PROVIDED ENTRIES START

PR #927, opened 2023-01-29
Async params

VX792:
First of the PRs related to asynchronous controllers and components.
This doesn't do anything other than reading the is_async parameters and storing their values as a member.

By default, both parameters are optional and their default value is false.

### DIFF
--- a/hardware_interface/src/component_parser.cpp
+++ b/hardware_interface/src/component_parser.cpp
@@ -47,6 +47,8 @@ constexpr const auto kTypeAttribute = "type";
 constexpr const auto kRoleAttribute = "role";
 constexpr const auto kReductionAttribute = "mechanical_reduction";
 constexpr const auto kOffsetAttribute = "offset";
+constexpr const auto kIsAsyncAttribute = "is_async";
+
 }  // namespace
 
 namespace hardware_interface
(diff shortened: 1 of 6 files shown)


bijoua29 (approved):

hardware_interface/src/component_parser.cpp
```diff
@@ -211,6 +213,20 @@ std::string parse_data_type_attribute(const tinyxml2::XMLElement * elem)
...
+ * Parses an XMLElement and returns the value of the is_async attribute.
+ * Defaults to "false" if not specified.
+ *
+ * \param[in] elem XMLElement that has the data_type attribute.
+ * \return boolean specifying the if the value read was true or false.
+ */
+bool parse_is_async_attribute(const tinyxml2::XMLElement * elem)
+{
+  const tinyxml2::XMLAttribute * attr = elem->FindAttribute(kIsAsyncAttribute);
+  return attr ? strcmp(attr->Value(), "true") == 0 : false;
```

PROVIDED ENTRIES END

Word for word, return the lines from the one holding "constexpr const auto kReductionAttribute" through the end of the entries above.

 constexpr const auto kReductionAttribute = "mechanical_reduction";
 constexpr const auto kOffsetAttribute = "offset";
+constexpr const auto kIsAsyncAttribute = "is_async";
+
 }  // namespace
 
 namespace hardware_interface
(diff shortened: 1 of 6 files shown)


bijoua29 (approved):

hardware_interface/src/component_parser.cpp
```diff
@@ -211,6 +213,20 @@ std::string parse_data_type_attribute(const tinyxml2::XMLElement * elem)
...
+ * Parses an XMLElement and returns the value of the is_async attribute.
+ * Defaults to "false" if not specified.
+ *
+ * \param[in] elem XMLElement that has the data_type attribute.
+ * \return boolean specifying the if the value read was true or false.
+ */
+bool parse_is_async_attribute(const tinyxml2::XMLElement * elem)
+{
+  const tinyxml2::XMLAttribute * attr = elem->FindAttribute(kIsAsyncAttribute);
+  return attr ? strcmp(attr->Value(), "true") == 0 : false;
```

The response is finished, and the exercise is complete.